Gordon played for UMass during the 2013–14 season. He started all of the team's 33 games. On the season, he averaged 9.4 points and 3.5 rebounds per game, scoring a season-high 22 points in a game against the Nebraska Cornhuskers. The Minutemen qualified for the NCAA tournament, but lost in the second round to the Tennessee Volunteers.

Gordon transferred to Seton Hall for the 2015–16 season after graduating from UMass. Gordon won the Big East Conference Basketball tournament as a member of the Pirates.

In July 2016, he announced that he was training to become a San Francisco firefighter. He left firefighter training after only two months and did not complete the training. In February 2017 he announced on his Facebook page that he was going to make another attempt to play basketball professionally. He hired an agent but did not receive any contract offers. As of October 2017 he resides in San Francisco and remains a free agent. In August 2017 he posted on Facebook that he was now pursuing acting and writing. He posted that he received his first acting job to play Marshawn in an upcoming movie 'Conundrum: Secrets Among Friends' to be released in late 2018. After a time with Apollon Limassol in Cyprus he played the 2021-22 season for Römerstrom Gladiators Trier in Germany. This news has been released 28 April 2021 by the local newspaper (Trierischer Volksfreund). His new coach Marco van den Berg stated that "[Gordon] is that type of leader that we so missed last season."

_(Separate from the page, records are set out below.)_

PR #1258, opened 2025-04-04
`namespace` kartojimasis keliuose failuose

karina-klinkeviciute:


tests/cli/test_check.py
```diff
@@ -181,3 +181,43 @@ def test_check_access(context: Context, rc, cli: SpintaCliRunner, tmp_path):
     assert result.exit_code != 0
     assert result.exc_info[0] is InvalidValue
     assert result.exception.context.get('given') == "test"
+
+
+def test_check_namespace_two_manifests(context: Context, rc, cli: SpintaCliRunner, tmp_path):
```
Struchid, line 186: Maybe the naming could be changed? It seems like these are not two manifests files, but rather ns goes between defined datasets, when it should be atop of them

tests/cli/test_check.py
```diff
@@ -181,3 +181,43 @@ def test_check_access(context: Context, rc, cli: SpintaCliRunner, tmp_path):
...
+'''))
+
+    cli.invoke(rc, [
+        'check',
+        tmp_path / 'manifest.csv',
+
+    ])
+
+
+def test_check_namespace_two_manifests(context: Context, rc, cli: SpintaCliRunner, tmp_path):
```
Struchid, line 205: Are these two tests running correctly? Isn't one of them skipped? They are named exactly the same

Struchid (approved):

spinta/nodes.py
```diff
@@ -75,15 +75,27 @@ def get_node(
...
+                #   because dataset path can have ns as part of their path
+                # if this namespace generated, and other generated - pass. Two datasets, each in the same namespace
+                # if this namespace declared, other - generated, pass. It's possible to first declare
+                #   a dataset, then a namespace which is included in dataset's path
+                # if this namespace declared and other - declared, raise error. Namespace can be declared only once.
+                # todo collecting namespaces should be moved to linking and this checking should be done there
+                #   https://github.com/atviriduomenys/spinta/issues/1271
+                if ctype == "ns" and other_node.generated:
+                    pass
+                else:
```
varzgalys, line 90:
```suggestion
                if ctype != "ns" or not other_node.generated:
```

varzgalys (approved):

On March 3, 2025, Gordon announced his retirement from professional basketball.

==Personal life==
Gordon is from Plainfield, New Jersey. He has two brothers, including a twin.

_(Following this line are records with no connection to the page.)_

PR #1277, opened 2025-04-11
1229-dask-memory-backend

MindaugasStanionis:


martynasracct (approved):
LGTM. Added small comment. Feel free to ignore it

spinta/cli/main.py
```diff
@@ -66,7 +66,7 @@
 add(app, 'upgrade', upgrade, short_help="Run upgrade scripts")
 
 add(app, 'keymap', keymap, short_help="Manage keymap database")
-
+add(app, 'getall', get.getall, short_help="Show data from yaml dsn as json")
```
varzgalys, line 69: Is this fixed? Not a Python dict str representation?

spinta/cli/server.py
```diff
@@ -20,25 +20,28 @@
...
+        None, "-t", "--backend_type", help=("Backend type")
+    ),
 ):
     """Run development server"""
     import os
     import uvicorn
     import spinta.api
 
-    os.environ['AUTHLIB_INSECURE_TRANSPORT'] = '1'
+    os.environ["AUTHLIB_INSECURE_TRANSPORT"] = "1"
```
varzgalys, line 39: shouldnt be here, it should be set only through env variables

spinta/datasets/backends/helpers.py
```diff
@@ -39,7 +43,9 @@ def handle_ref_key_assignment(context: Context, keymap: KeyMap, env: Env, value:
             target_value = value[0]
 
         val = None
-        contains = keymap.contains(keymap_name, target_value)
+        contains = None
+        if ref.refprops[0].name != "_id":
+            contains = keymap.contains(keymap_name, target_value)
```
varzgalys, line 48: no longer needed?

varzgalys (approved):
Check comments

spinta/cli/get.py
```diff
@@ -0,0 +1,39 @@
...
+from spinta.cli.helpers.manifest import convert_str_to_manifest_path
+from spinta.cli.helpers.store import prepare_manifest, attach_keymaps
+from spinta.core.context import configure_context
+
+log = logging.getLogger(__name__)
+
+
+def getall(
+    ctx: TyperContext,
+    manifests: Optional[List[str]] = Argument(None, help=("Manifest files to load")),
```
Struchid, line 20: I suggest being consistent and using the built-in typehints:

```suggestion
    manifests: list[str] | None = Argument(None, help=("Manifest files to load")),
```

Don't forget to:

```
from __future__ import annotations
```

^ Since spinta supports older versions, that do not support the built-in typehints.

Feel free to ignore this, but I am just mentioning this here, since Karina informed me that's the good practice in the project.

tests/cli/test_get.py
```diff
@@ -0,0 +1,154 @@
...
+name: Vilnius
+country:
+  _id: 4689C28B-1C44-4184-8715-16021EE87EAD
+  name: Lietuva
+---
+_type: datasets/gov/example/Country
+_id: 4689C28B-1C44-4184-8715-16021EE87EAD
+name: Lietuva
+---
+    """
```
Struchid, line 23: Please, add the missing tabs so the multi-line comment falls into the method

tests/cli/test_get.py
```diff
@@ -0,0 +1,154 @@
...
+       |   |                           |         |         |            |
+       |   |   | Country               |         | _id     |            | open
+       |   |   |    | _id              | string  |         | _id        |
+       |   |   |    | name             | string  |         | name       |
+       |   |   |    |                  |         |         |            |
+       |   |   | City                  |         |         |            | open
+       |   |   |    | _id              | string  |         | _id        |
+       |   |   |    | name             | string  |         | name       |
+       |   |   |    | country          | ref     | Country | ..         |
+        """
```
Struchid, line 73: Could we format these DSA's correctly as well? And I see a trailing `"""` which should not be here I think? Same for the other two tests as well

Struchid (approved):

spinta/datasets/backends/helpers.py
MindaugasStanionis: Needed, because we need to explicitly check if we are passing "_id", because in theory, its reserved as internal id, that is generated from keymap

spinta/cli/main.py
MindaugasStanionis: yes, now this returns json representation. Data is passed in json.dumps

Gordon began to think he might be gay while attending middle school. In April 2014, Gordon came out to his family and teammates. He subsequently chose to come out publicly later in 2014, becoming the first openly gay men's basketball player in Division I. Gordon said "I just didn't want to hide anymore, in any way ... I've been waiting and watching for the last few months, wondering when a Division I player would come out, and finally I just said, 'Why not me?'" He further said that Jason Collins' becoming the first openly gay player in the National Basketball Association inspired him to come out. Gordon's family was mixed in their responses to his coming out. He received praise from Collins and Michael Sam, who became the first openly gay player in the National Football League. Students organized a rally in support of Gordon, occurring on April 16, which drew over 1,500 supporters. Five members of the Westboro Baptist Church were on hand to protest against Gordon. Later that year, he became the first openly gay player in Division I to play in a men's basketball game. In 2016, he became the first openly gay man to play in the March Madness tournament. As of 2020 he regularly uploads on his YouTube channel which as of January 2021 has amassed 3.5K subscribers and over 130,000+ total views.